[Extracted data entries]
────────────────────
PR #962, opened 2026-09-16
feat: support 1.26.50

lt-name:


tachibana-kanade-angel:
## 🤖 AI Review

### Summary
Adds multiversion support for 1.26.50 (protocols 2192 preview / 2193 stable): new GameVersion entries, protocol constants, packet ID 351/352 registration, wire-format updates across ~20 packets, new runtime resources (block properties, runtime block/item states, voxel shapes, item components), and CB cross-validated regression tests. Codex CLI was unavailable (API key disabled), so this is a manual review against the diff, the Cloudburst codec bytecode, and the full test suite.

### Issues Found
#### Blocking Issues
- `ItemStackResponsePacket#encode` — regression for v2168/v2169 (1.26.40/45) when `containers` is empty. Old code wrote `[true, false]` (constant-true outer bool + presence bool), matching Cloudburst's `ItemStackResponseSerializer_v2168` bytecode (`writeBoolean(true)`; if empty → `writeBoolean(false)` + return). The new code writes only `[false]` for empty containers regardless of version, so a 1.26.40/45 client reads the first bool as the outer constant and then consumes one byte from the next entry (or past the end of the packet) — wire corruption for every failed item stack request on existing versions. The empty-container branch should keep the version split:
  ```java
  if (r.getContainers().isEmpty()) {
      if (this.protocol < ProtocolInfo.v1_26_50_27) {
          this.putBoolean(true);
      }
      this.putBoolean(false);
      return;
  }
  ```

#### Non-blocking Issues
────────────────────
Please print exactly the lines of the entries above, beginning with the line that contains "regression for v2168/v2169" and ending with the last line.

- `ItemStackResponsePacket#encode` — regression for v2168/v2169 (1.26.40/45) when `containers` is empty. Old code wrote `[true, false]` (constant-true outer bool + presence bool), matching Cloudburst's `ItemStackResponseSerializer_v2168` bytecode (`writeBoolean(true)`; if empty → `writeBoolean(false)` + return). The new code writes only `[false]` for empty containers regardless of version, so a 1.26.40/45 client reads the first bool as the outer constant and then consumes one byte from the next entry (or past the end of the packet) — wire corruption for every failed item stack request on existing versions. The empty-container branch should keep the version split:
  ```java
  if (r.getContainers().isEmpty()) {
      if (this.protocol < ProtocolInfo.v1_26_50_27) {
          this.putBoolean(true);
      }
      this.putBoolean(false);
      return;
  }
  ```

#### Non-blocking Issues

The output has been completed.